А потом — скорая крышка тебе. И останется Леокадия совсем одинешенька с вечным камнем на шее: дочь наемного убийцы. Именно убийцы, а не какого-то борца за идею. Сроду он им не был…

Как снять с дочери этот тяжелый камень?

…С высокого берега сквозь смородинные кусты Витя с удивлением наблюдал, как Дударь бросил весла на борта, обеими руками поднял со дна лодки двухпудовый валун, служивший якорем и потому обмотанный веревкой, и долго его разглядывал, держа на коленях.

Потом поплыл дальше.

 

СИНЕКУРА ПОД УГРОЗОЙ?

СИНЕКУРА ПОД УГРОЗОЙ?

 

Приход и уход «племянника» породил у Леокадии совершенно угнетенное состояние. Мрачная подавленность чередовалась с внезапными приступами энергии, когда ей хотелось куда-то бежать и что-то предпринимать. Надо спасать себя! И наверное, еще кого-то! Она была набожна, и мысль о самоубийстве ей не приходила в голову, но и жить по-прежнему, а вернее, полусуществовать, словно заживо погребенной, она больше не могла ни часу.

То ей вспоминался выхоленный гость «оттуда» с его зловещим цинизмом и барским высокомерием, то приходили на память его наглые вопросы: «Сколько этих вшивых ублюдков в вашем классе?» Его прощальная небрежная реплика «Ну-с, доживайте, раз уж приспособились» повергла ее в окончательное смятение. Сказал словно о каком-то ничтожном биологическом подвиде, умудрившемся адаптироваться в немыслимой среде.

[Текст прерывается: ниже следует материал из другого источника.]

PR #694, opened 2020-05-03
[Compiler] Register the project's assemblies before loading the asset libraries

### LINKED ISSUE #683: Projects with Stride.Voxels as a dependency cannot be built
GitHub master(4.0.0.1-beta02), Windows

Firstly, sorry for never getting back after the merge, thanks so much for helping it through!

There's a problem though. Adding Stride.Voxels as a dependency to a project causes it to fail when building; everything works fine in the editor however. It seems that the asset compiler can't deserialize any of the classes in that module.

**To Reproduce**
1. Create a project (I usually use the FirstPersonShooter template)
2. Confirm it builds and runs
3. Add Stride.Voxels as a dependency
4. It no longer builds

**Expected behavior**
Probably should still build.

**Log and callstacks**
[VoxelsBuildFail.txt](https://github.com/stride3d/stride/files/4555937/VoxelsBuildFail.txt)

Thanks for any help!

Basewq:
## Description

**Warning:** This is not heavily tested, and I can't say I know what the full implications are of doing this, so probably needs someone more well versed into CompilerApp and probably make a better pull if necessary.
Basically the source of the issue for the Stride.Voxel library is that the asset's "definitions" are defined the optional library (ie. Stride.Voxels). The CompilerApp only registers assemblies that it knows about, ie. only mandatory Stride libraries.
What this does is load the assemblies of the project itself in order to register any missing definitions (eg. the Voxel classes, which are needed for the YAML deserializer).
The part I'm not understanding is the full implications of loading these assemblies. eg. will it conflict with other assemblies, especially if it's same assembly but different versions.

I think at the very least, this should provide pointers in which areas to look at.

## Related Issue

Fixes #683 

## Types of changes

## Checklist

### DIFF
--- a/sources/assets/Stride.Core.Assets.CompilerApp/PackageBuilder.cs
+++ b/sources/assets/Stride.Core.Assets.CompilerApp/PackageBuilder.cs
@@ -80,6 +80,7 @@ namespace Stride.Core.Assets.CompilerApp
                     AutoCompileProjects = !builderOptions.DisableAutoCompileProjects,
                     ExtraCompileProperties = builderOptions.ExtraCompileProperties,
                     RemoveUnloadableObjects = true,
+                    RegisterPackageAssemblies = true,
                     BuildConfiguration = builderOptions.ProjectConfiguration,
                 };
 
--- a/sources/assets/Stride.Core.Assets/PackageLoadParameters.cs
+++ b/sources/assets/Stride.Core.Assets/PackageLoadParameters.cs
@@ -42,6 +42,7 @@ namespace Stride.Core.Assets
         public PackageLoadParameters()
         {
             LoadMissingDependencies = true;
+            RegisterPackageAssemblies = false;
             LoadAssemblyReferences = true;
             AutoCompileProjects = true;
             AutoLoadTemporaryAssets = true;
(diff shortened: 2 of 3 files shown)


Kryptos-FR:
Unfortunately, this currently has no effect since it will return on one of the first two tests in `Package.LoadAssemblyReferencesForPackage`.

https://github.com/stride3d/stride/blob/273dfddd462fd3746569f833e1493700c070b14d/sources/assets/Stride.Core.Assets/Package.cs#L1020-L1035

Basewq:
Technically `LoadMissingDependencies` goes through `PreLoadPackageDependencies` first and that will throw an exception if the logger is null, however I will make the explicit check for that since it may potentially not call `PreLoadPackageDependencies` on some edge cases.
Though it should be pointed out that `LoadMissingAssets -> TryLoadAssets` assumes log is not null without checking it, so would crash the program too...

Kryptos-FR:
@Basewq I was not taking about the log check. Sorry should have made it more clear that I'm talking about the two "if" checks:
* `Container` is either a `StandalonePackage` so the first cast fails
* `LoadedAssemblies` already has the current assembly loaded, but maybe not its reference. Not sure why in my debugging session it also returned here, as I was tweaking some parameters so it could be my mistake.

Basewq:
Fixed by a8962a769ca0dc7d4ac17e1fe000b0a1d526c62a instead.

xen2:
Thanks for looking into it!

PR #705, opened 2020-05-06
[Rendering] Added NumOfTexCoords property to Procedural Models

tebjan:
# PR Details

Made the property to adjust the number of generated texture coordinates visible to the user.

## Motivation and Context

The vertex buffers generated by the procedural models are quite huge since they contain 10 channels of texture coordinates. This property allows the user to reduce them if needed.

## Types of changes

## Checklist

### DIFF
--- a/sources/engine/Stride.Rendering/Rendering/ProceduralModels/PrimitiveProceduralModelBase.cs
+++ b/sources/engine/Stride.Rendering/Rendering/ProceduralModels/PrimitiveProceduralModelBase.cs
@@ -52,6 +52,16 @@ namespace Stride.Rendering.ProceduralModels
         public Vector3 LocalOffset { get; set; }
 
         /// <summary>
+        /// Gets or sets the number of texture coordinates to generate. A value between 1 and 10, inclusive.
+        /// </summary>
+        /// <value>
+        /// The number of texure coordinates.
+        /// </value>
+        [DataMember(540)]
+        [DataMemberRange(1, 10)]
+        public int NumOfTexCoords { get; set; } = 10;
+
+        /// <summary>
         /// Gets the material instance.
         /// </summary>
         /// <value>The material instance.</value>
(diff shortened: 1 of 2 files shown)


tebjan:
@xen2 does this need a version increment for the serializer because there is one more property to save?

xen2:
@tebjan in this case, it's not necessary:
- `Asset` itself is fine to upgrade (as long as it's a property addition, no need for upgrader)
- What matters is the build system `Command` it generates. In this specific case, the command hashes the full `Asset` (it inherits from `AssetCommand<ProceduralModelAsset>`).
As a result, any change to the `Asset` will make sure it doesn't reuse any of the previous build cache.
Of course, it would have been different is the command was more specific/optimized and not hashing the full `Asset`

sources/engine/Stride.Rendering/Rendering/ProceduralModels/PrimitiveProceduralModelBase.cs
```diff
@@ -51,6 +51,16 @@ public void SetMaterial(string name, Material material)
...
 
+        /// <summary>
+        /// Gets or sets the number of texture coordinates to generate. A value between 1 and 10, inclusive.
+        /// </summary>
+        /// <value>
+        /// The number of texure coordinates.
+        /// </value>
+        [DataMember(540)]
+        [DataMemberRange(1, 10)]
+        public int NumOfTexCoords { get; set; } = 10;
```
xen2, line 62: For API consistency, please use `NumberOfTexCoords`. Or maybe even `NumberOfTextureCoordinates` (it would matches `VertexElement.TextureCoordinate` and display better in property grid).

Note: if you want a more verbose version in property grid, feel free to add something like `[Display("Number of texture coordinate channels")]` or any description that you think is better if default one is not good enough.

Basewq:
Since you're fixing minor messages, you should also fix the one in the `<exception>` tag:
`/// maxTexcoord;maxTexcoord must be > 0`

sources/engine/Stride.Rendering/Rendering/ProceduralModels/PrimitiveProceduralModelBase.cs
tebjan: Sounds good, will improve on that. Which help text will be displayed in the help box below the property grid?

xen2: @tebjan for the detail in the property grid lower help area, the proper tag is `<userdoc>Some description</userdoc>` (you can put it after `</value>`)

PR #714, opened 2020-05-10
Removing entities improvements

Aggror:
# PR Details
Updated removing entities scene. renamed scene folder.

## Types of changes

## Checklist


_config.yml
```diff
@@ -0,0 +1 @@
+theme: jekyll-theme-slate
```
xen2, line 1: File added by mistake?

docs/_config.yml
```diff
@@ -0,0 +1 @@
+theme: jekyll-theme-slate
```
xen2, line 1: File added by mistake?

_config.yml
Aggror: Yeah I was toying around with Github pages, to see if we could generate the Documentation as github pages. That way we could include the docs in main repo. But it was a failed attempt. In the mean time my config file clutted the branch it seems.

Aggror:
I will have to check out why there are conflicts. Will do later this week.

Basewq:
> 
> 
> I will have to check out why there are conflicts. Will do later this week.

My bad, it's probably because of my pull where I fixed some typos in files you moving.
https://github.com/stride3d/stride/pull/716/files

PR #729, opened 2020-05-17
Fix FPS dependant scroll and cleanup JumpyJet sample

manio143:
# PR Details

JumpyJet used an `int` for the position offset of the background parallax. Every frame it was updated. But if the FPS count was big enough then position change was rounded down to 0 every frame, making the background seem static.

Chaning that offset to a float solved the issue.

At the same time I spotted two typos `GameStartedventKey` and `GetPipeRandoYPosition`.
Also the `PipeSet` class was no longer used in favor of prefabs.
And there was some lock file that I don't think was doing anything (correct me if I'm wrong).

## Motivation and Context

Those samples are visited by every newcomer, so they should be as clear to understand as possible.
I had come across the issue with parallax background not moving after adding GameProfiler script which disables VSync causing an increase in frames per second.

## Types of changes

## Checklist

I did a manual test - compile & run - to see if everything worked and it did.


manio143:
I have also stubbled upon another bug, but was unable to come up with a solution.
When JumpyJet dies after entering a collision with the PassedTrigger, then the collision is exited after restart which gives you a point at the start of the next round.

xen2:
Merged, thanks!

Она сутки пролежала без сна и еды, а назавтра пошла к отцу Иерониму. Пошла не таясь. Он откровенно растерялся, увидев ее среди бела дня на пороге кабинета.

— Что-нибудь случилось, пани Леокадия?

— Да, пан Иероним! Как вы знаете, мне здесь больше не с кем посоветоваться. А пришла пора получить совет… возможно, на всю оставшуюся жизнь.

Она была бледна и потому некрасива, а дрожащие пальцы походили на старческие. Она с необычной для нее краткостью и точностью изложила всю накопившуюся душевную боль и отчаяние от безысходности жизни. Она дала понять собеседнику, что он тоже повинен в ее внутренних шатаниях, раз сам позволил себе колебание в верности их обоюдной жизненной позиции.

— И что же, пани Лёдя? — осторожно спросил ксендз.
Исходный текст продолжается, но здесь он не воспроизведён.